Smuggled Chinese: Clandestine Immigration to the United States
By Ko-lin Chin, Temple University Press, Philadelphia, 1999
Summary: Chin interviewed 300 smuggled Chinese in New York City to learn why and how they left China and what their lives were like once in the United States. He graphically describes the hardships they face but concludes that "the outflow of Chinese will stop only after the economic, political, and legal systems of China approach those of the industrialized and democratic countries."
Forbidden Workers: Illegal Chinese Immigrants and American Labor
By Peter Kwong, The New Press, New York, 1997
Summary: Kwong looks at the plight of illegal immigrants in the United States from a labor standpoint. "Smuggling unfree labor for profit is barbaric and should be outlawed, just as was the slave trade, which was banned in the nineteenths century by European states," he writes. He illustrates how illegal immigrants, seeking better economic opportunities in the United States, too often find themselves exploited, in debt, and trapped in low-wage jobs.
Papers:
Corruption: The International Security Dimension
By Dr. Kimberley Thachuk
Paper delivered at the 2002 Pacific Symposium
"Addressing Transnational Security Threats in the Asia-Pacific Region"
National Defense University
Summary:Thachuk explores the various ways corruption manifests itself and describes both its domestic and international impact. "Criminal organizations and terrorists use corruption to breach the sovereignty of many states and then continue to employ it to distort domestic and international affairs," she writes. "The threats these groups pose to international security are significant."
Terrorist groups, like organized criminal groups, raise money through activities such as smuggling, drug trafficking, kidnapping and extortion, according to Thachuk. "As organized criminal groups do, to avoid detection and prosecution by justice officials, terrorist groups must pay for their operations to be overlooked by officials," she writes.
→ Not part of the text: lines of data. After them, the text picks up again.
PR #85526, opened 2023-11-30
Add unit tests for `SortArray` + do some conservative refactoring

ershn:
I'm working towards tackling https://github.com/godotengine/godot-proposals/issues/8496 but for that I need a heap implementation. There is one in `SortArray` but right now it's looks more like an implementation detail of the sorting algorithm than a generic heap implementation. This PR makes it more clear what you can and cannot use in that class by doing some conservative refactoring, adding documentation, and adding unit tests.

Details on the refactoring:
- only make public what can easily be used by consumers of `SortArray` (make implementation details private)
- remove unnecessary `inline` keywords since member functions defined inside a class declaration are implicitly inline
- add a `push_heap` overload that can more easily be used by consumers of `SortArray`

Apart from the new overload the implementation of `SortArray` itself is untouched.

### DIFF
--- a/core/templates/sort_array.h
+++ b/core/templates/sort_array.h
@@ -60,7 +60,49 @@ class SortArray {
 public:
 	Comparator compare;
 
-	inline const T &median_of_3(const T &a, const T &b, const T &c) const {
+	void push_heap(int p_first, int p_last, T *p_array) const {
+		_push_heap(p_first, p_last - 1, p_first, p_array[p_last - 1], p_array);
+	}
+
+	void pop_heap(int p_first, int p_last, T *p_array) const {
+		_pop_heap(p_first, p_last - 1, p_last - 1, p_array[p_last - 1], p_array);
+	}
+
+	/**
+	 * Sort using the introsort algorithm (in-place, not stable).
+	 */
+	void sort_range(int p_first, int p_last, T *p_array) const {
+		if (p_first != p_last) {
+			_introsort(p_first, p_last, p_array, _bitlog(p_last - p_first) * 2);
+			_final_insertion_sort(p_first, p_last, p_array);
+		}
+	}
+
+	void sort(T *p_array, int p_len) const {
+		sort_range(0, p_len, p_array);
+	}
+
+	/**
+	 * Partially sort the array so that the element at the `p_nth` index has the value it would have
+	 * if the array were sorted.
+	 */
+	void nth_element(int p_first, int p_last, int p_nth, T *p_array) const {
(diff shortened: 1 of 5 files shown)


core/templates/sort_array.h
```diff
@@ -60,7 +60,78 @@ class SortArray {
 public:
 	Comparator compare;
 
-	inline const T &median_of_3(const T &a, const T &b, const T &c) const {
+	/**
```
AThousandShips, line 63: We don't normally add doc comments like this, so I'd say to remove them, especially without having them generally

tests/core/templates/test_sort_array.h
```diff
@@ -0,0 +1,239 @@
...
+#include "core/templates/sort_array.h"
+#include "core/templates/vector.h"
+
+#include "tests/test_macros.h"
+
+namespace TestSortArray {
+
+template <class T>
+struct GreaterThan {
+	bool operator()(const T &a, const T &b) const { return a > b; }
```
AThousandShips, line 43:
```suggestion
	bool operator()(const T &p_a, const T &p_b) const { return p_a > p_b; }
```
Prefix with `p_`

tests/core/templates/test_sort_array.h
```diff
@@ -0,0 +1,239 @@
...
+		Vector<int> vector = { 5, 6 };
+		SortArray<int> sorter;
+
+		sorter.nth_element(0, 0, 0, vector.ptrw());
+		CHECK(vector == Vector{ 5, 6 });
+	}
+}
+
+template <class T, class Comp = _DefaultComparator<T>>
+static Vector<T> push_pop_vector(const Vector<T> &elements) {
```
AThousandShips, line 181:
```suggestion
static Vector<T> push_pop_vector(const Vector<T> &p_elements) {
```

core/templates/sort_array.h
ershn: Do you mean I should use `//` instead of `/**` or that I should remove the comments altogether ?

If it's the later I don't mind but IMO `nth_element` at least needs some kind of explanation because its usage is really not obvious (unless you know STL has a similarly named function).
I think it would also be beneficial to keep the explanation about the sorting algorithm not being stable.

AThousandShips: Remove them entirely, you can put some details there but not a full doc comment explaining it in detail

ershn: Ok, will do.

ershn: Fixed all the review comments.
As for the method docs, I only left what I thought was strictly necessary.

Human and drug smuggling, however, are among their many activities that lend "an international wrinkle" to a domestic scourge.
The Nexus of Organized International Criminals and Terrorism
By Louise I. Shelley, Phd
Paper delivered at the 2002 Pacific Symposium
"Addressing Transnational Security Threats in the Asia-Pacific Region"
National Defense University
Summary:Human smuggling, along with drug and arms trafficking, remains an important source of illicit capital in the Pacific region, according to Shelley. In China, "the collusion of government officials is central to the capacity of smugglers to operated," she writes. And Fukian province, where so much of China's human trafficking originates, "is an area outside the control of the Chinese government where complicit officials allow the crime groups to operate."
"Criminals and terrorists both engage in illicit activity," Shelley says. "The transnational criminals do this solely to make money. Whereas for terrorists, this ordinary criminal activity is used to support their larger political and ideological objectives. Yet the crimes committed by these two groups differ only in motive and not in substance. Both types of transnational criminals traffic drugs, human beings, counterfeit, and engage in diverse forms of fraud.... The war against terrorism cannot be separated from the fight against transnational crime."